Sivensa (BVC: SVS) is the second largest Venezuelan steel producer. SIDOR, which was nationalized in 2008, is the largest. However, Sivensa, founded in 1948, has been Venezuela's largest steel producer in the private-sector as of 2008.

== History ==
The corporate documents for Siderúrgica Venezolana, S.A., were registered in October 1948. The company was started with capital of two million bolívars; its largest founding shareholder was Miles Meyer Sherover (1896–1976), an Israeli-American. Other founding shareholders included Robert Turgot Brinsmade (1913–1994), an American international lawyer, Warren William Smith (1865–1956), a U.S. citizen, Oscar Augusto Machado (1890–1966), a Venezuelan, and Carlos Morales, a Venezuelan. Its founding objective was to produce steel rebar, wire rods, structures, and other steel products.

The first cast by Sivensa was in 1950, and that year, the company reached a production capacity of five tons per year. In 1956, Sherover became president, a position he held until 1959, when Oscar Machado Zuloaga took over. Angel Cervini replaced him until 1979.

By 1957, the Antímano plant in Caracas was producing 65,000 tons of steel rebar using obsolete machinery and equipment. That year, Sivensa acquired a 50% stake in Recuperadora General
Venezolana C.A. (Regeveca), which bought and sold scrap metal in the country.

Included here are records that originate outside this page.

PR #1840, opened 2026-06-01
Move webformsEnabled to form_defs

sadiqkhoja:
Towards https://github.com/getodk/central/issues/1693

Added tests + manual testing with corresponding changes in frontend code.

First commit had an approach where `webformsEnabled` column was only in `form_defs` but the resulting code was quite complicated. Latest approach follows similar pattern that of `enketoId`.

No

Yes


lib/resources/forms.js
```diff
@@ -246,6 +246,19 @@ module.exports = (service, endpoint, anonymousEndpoint) => {
...
 
+  service.patch('/projects/:projectId/forms/:xmlFormId/draft', endpoint(async ({ Forms }, { auth, params, body }) => {
+    const form = await Forms.getByProjectAndXmlFormId(params.projectId, params.xmlFormId, Form.DraftVersion)
+      .then(getOrNotFound);
+
+    await auth.canOrReject('form.update', form);
+
+    const defFromRequest = Form.Def.fromApi(body);
+
+    await Forms._updateDef(form.def, defFromRequest);
```
sadiqkhoja: Add audit log

matthew-white (commented):
Just a random thing I noticed while looking at the PR

**EDIT:** Sorry, forgot to add the actual review comment — see below. 😅

lib/resources/forms.js
```diff
@@ -246,6 +246,19 @@ module.exports = (service, endpoint, anonymousEndpoint) => {
...
+
+    const webformsEnabled = defFromRequest.webformsEnabled ?? form.def.webformsEnabled;
+    return { ...form.forApi(), webformsEnabled };
```
matthew-white: Do you think that `updatedAt` should change as part of this endpoint? Only `forms` has an `updatedAt` column, not `form_defs`, but I think (not sure) that we bump `updatedAt` when we change the form draft. My instinct is that `updatedAt` should change, but it means that this pattern of `{ ...form.forApi(), webformsEnabled }` won't work.

matthew-white (commented):
Just a random thing I noticed while looking at the PR

lib/resources/forms.js
sadiqkhoja: right

lib/resources/forms.js
```diff
@@ -246,6 +246,19 @@ module.exports = (service, endpoint, anonymousEndpoint) => {
...
+      .then(getOrNotFound);
+
+    await auth.canOrReject('form.update', form);
+
+    const defFromRequest = Form.Def.fromApi(body);
+
+    await Forms.updateDef(form, form.def, defFromRequest);
+
+    return Forms.getByProjectAndXmlFormId(params.projectId, params.xmlFormId, Form.DraftVersion)
+      .then(getOrNotFound);
```
matthew-white, line 260: Re-querying the form like this makes sense to me. :+1: But I think `Forms.updateDef()` still won't have the effect of changing `updatedAt`. That's because `updatedAt` is only on the `forms` table, whereas `updateDef()` only updates `form_defs`.

I see that `Forms.updateDef()` is different from `Forms._updateDef()` in that `updateDef()` will log an audit log event, whereas `_updateDef()` will not. What do you think about making `updateDef()` also modify `form.updatedAt`? I feel like there's some precedent for that in the `Forms` query module: `replaceDef()` runs an extra query just to bump `forms.updatedAt`.

matthew-white (commented):
I'll take a fuller look soon, I just wanted to leave this initial comment.

lib/model/query/forms.js
```diff
@@ -149,10 +149,14 @@ const createNew = (partial, project) => async ({ Actees, Datasets, FormAttachmen
     0.5
   );
 
+  // If Form is encrypted then we don't enable web-forms automatically
+  // eslint-disable-next-line no-unneeded-ternary
+  const webformsEnabled = keyId ? false : true;
```
matthew-white: Just to link things together, I wondered at https://github.com/getodk/central-frontend/pull/1593#discussion_r3375906046 whether Web Forms will support submission encryption by the time of release. If so, I don't think we need this logic here.

lib/model/query/forms.js
```diff
@@ -272,8 +276,11 @@ const createVersion = (partial, form, publish, duplicating = false) => async ({
   // Note: If publish=true, we are in the enabling encryption special case, and we
   // will just copy over whatever enketo ids do or don't exist already.
 
+  // If there is an existing draft then use its webformsEnabled, otherwise published version
+  const webformsEnabled = form.def?.webformsEnabled ?? form.webformsEnabled;
```
matthew-white: > If there is an existing draft then use its webformsEnabled

If `form.def` exists, is it necessarily the draft def? In code just a little above, I see the following logic, which makes me think that `form.def.id` can be something other than `form.draftDefId`:

```js
form.def.id == null || form.def.id !== form.draftDefId
```

That makes me wonder whether the line here should be something like:

```js
const webformsEnabled = form.draftDefId != null && form.def?.id === form.draftDefId && form.def.webformsEnabled != null
  ? form.def.webformsEnabled
  : form.webformsEnabled;
```

Maybe that's more verbose than what it needs to be. Mostly I think I'm just wanting to know more about the possibilities for what `form.def` can be.

lib/model/query/forms.js
lognaturel: It's [merged](https://github.com/getodk/web-forms/issues/448) and will be included in the release! 🎉

test/integration/api/forms/forms.js
matthew-white, line 1: Given the comment above that Web Forms will support encryption - https://github.com/getodk/central-backend/pull/1840#discussion_r3376298202 - I think these tests are no longer needed.

lib/model/migrations/20260521-01-add-webformsenabled-to-form-defs.js
```diff
@@ -0,0 +1,40 @@
...
+};
+
+const down = async (db) => {
+  await db.raw(`
+    ALTER TABLE form_defs
+      DROP COLUMN "webformsEnabled";
+  `);
+
+  await db.raw(`
+    ALTER TABLE public.forms ALTER COLUMN "webformsEnabled" SET NOT NULL;
```
matthew-white, line 56: Before altering the tables, we could copy `webformsEnabled` back from `form_defs` to `forms` in the case where a form doesn't have a published version. Otherwise, you could end up with a form where `webformsEnabled` is `NULL`, causing `SET NOT NULL` to fail.

I think of down migrations as just for dev, so I also don't think it's a big deal.

lib/resources/forms.js
```diff
@@ -367,10 +380,13 @@ module.exports = (service, endpoint, anonymousEndpoint) => {
...
 
   service.patch('/projects/:projectId/forms/:xmlFormId', endpoint(({ Forms }, { auth, params, body }) =>
-    Forms.getByProjectAndXmlFormId(params.projectId, params.xmlFormId, Form.WithoutDef)
+    Forms.getByProjectAndXmlFormId(params.projectId, params.xmlFormId, Form.AnyVersion)
       .then(getOrNotFound)
       .then((form) => auth.canOrReject('form.update', form))
-      .then((form) => Forms.update(form, Form.fromApi(body)))
+      .then((form) => Promise.all([
+        Forms.update(form, Form.fromApi(body)),
+        Forms._updateDef(form.def, Form.Def.fromApi(body))
```
matthew-white: I think I understand the intention here. If `webformsEnabled` is changed on the form, it should also be changed on the draft. But I'm a little confused about how that's working in the database. I thought we only set `form_defs.webformsEnabled` for a form draft and that the column was `NULL` for other form defs. But `Forms._updateDef()` here seems to imply that you can set `form_defs.webformsEnabled` on a form def even if the form def isn't a draft. Does that value get picked up by the API somehow?

I see that you null out `form_defs.webformsEnabled` on draft publish, and that's part of why I was thinking that `form_defs.webformsEnabled` is expected to be `NULL` outside the draft case.

I make a similar suggestion below, but part of me thinks that the solution is to remove `Forms._updateDef()` here and instead make `Forms.update()` smarter. We could teach `Forms.update()` that when `webformsEnabled` is changed on the form, it should be changed on the form draft as well.

matthew-white: Technically, you can also use PUT /v1/projects/:id to update a form (it will call `Forms.update()`). If a change to `forms.webformsEnabled` is always meant to change `form_defs.webformsEnabled` (at least for a form draft), I think we should consider implementing that logic in PUT /v1/projects/:id as well. It's kind of a weird endpoint, and I know we've talked about removing it one day, but it's probably good to avoid API inconsistencies where possible.

- Option 1: Call `Forms._updateDef()` in PUT /v1/projects/:id.
- Option 2 (my preference): Make `Forms.update()` a little smarter, teaching it that if `webformsEnabled` is changed on the form, it needs to be changed on the form def as well (at least for a form draft).

matthew-white (commented):
I still need to look at tests, but at this point I'm feeling like it'd probably be good to change `Forms.update()` before merging this PR. I have some questions about when a change to `forms.webformsEnabled` is supposed to change `form_defs.webformsEnabled`.

lib/model/query/forms.js
sadiqkhoja: If the Form is published then `form.def.webformEnabled` will be `NULL` hence this will use `form.webformsEnabled`

lib/model/migrations/20260521-01-add-webformsenabled-to-form-defs.js
sadiqkhoja, line 1: create DB constraint that `webformsEnabled` column on form_defs can be not-null only if the draft is unpublished.

lib/resources/forms.js
```diff
@@ -247,6 +246,20 @@ module.exports = (service, endpoint, anonymousEndpoint) => {
           // already that there is no blob hash.
           FormAttachments.update(form, attachment, null, body.dataset ? dataset.id : null))))));
 
+  // TODO: maybe just use other patch endpoint, nothing is different here
```
sadiqkhoja: remove this

matthew-white (approved):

In 1998, Sivensa suffered a substantial crisis — mainly due to the Asian crisis — which reduced the size of the company and generated a substantial debt. Has one main division, International Briquettes Holding (IBH), which sells briquettes and iron pellets.

In 2010, the Venezuelan government expropriated Sivensa's largest and most important subsidiary, Sidetur, which sells steel. After higher steel prices improved the financial situation following the Asian crisis, the government nationalized Sidetur. The plants, those still owned by Sivensa and those that were expropriated, are all located in Venezuela. Nine operating plants are located in the states of Bolívar, Carabobo, Miranda, Lara, and the Federal District. Additionally, Sidetur has 14 ferrous material collection centers located in various cities.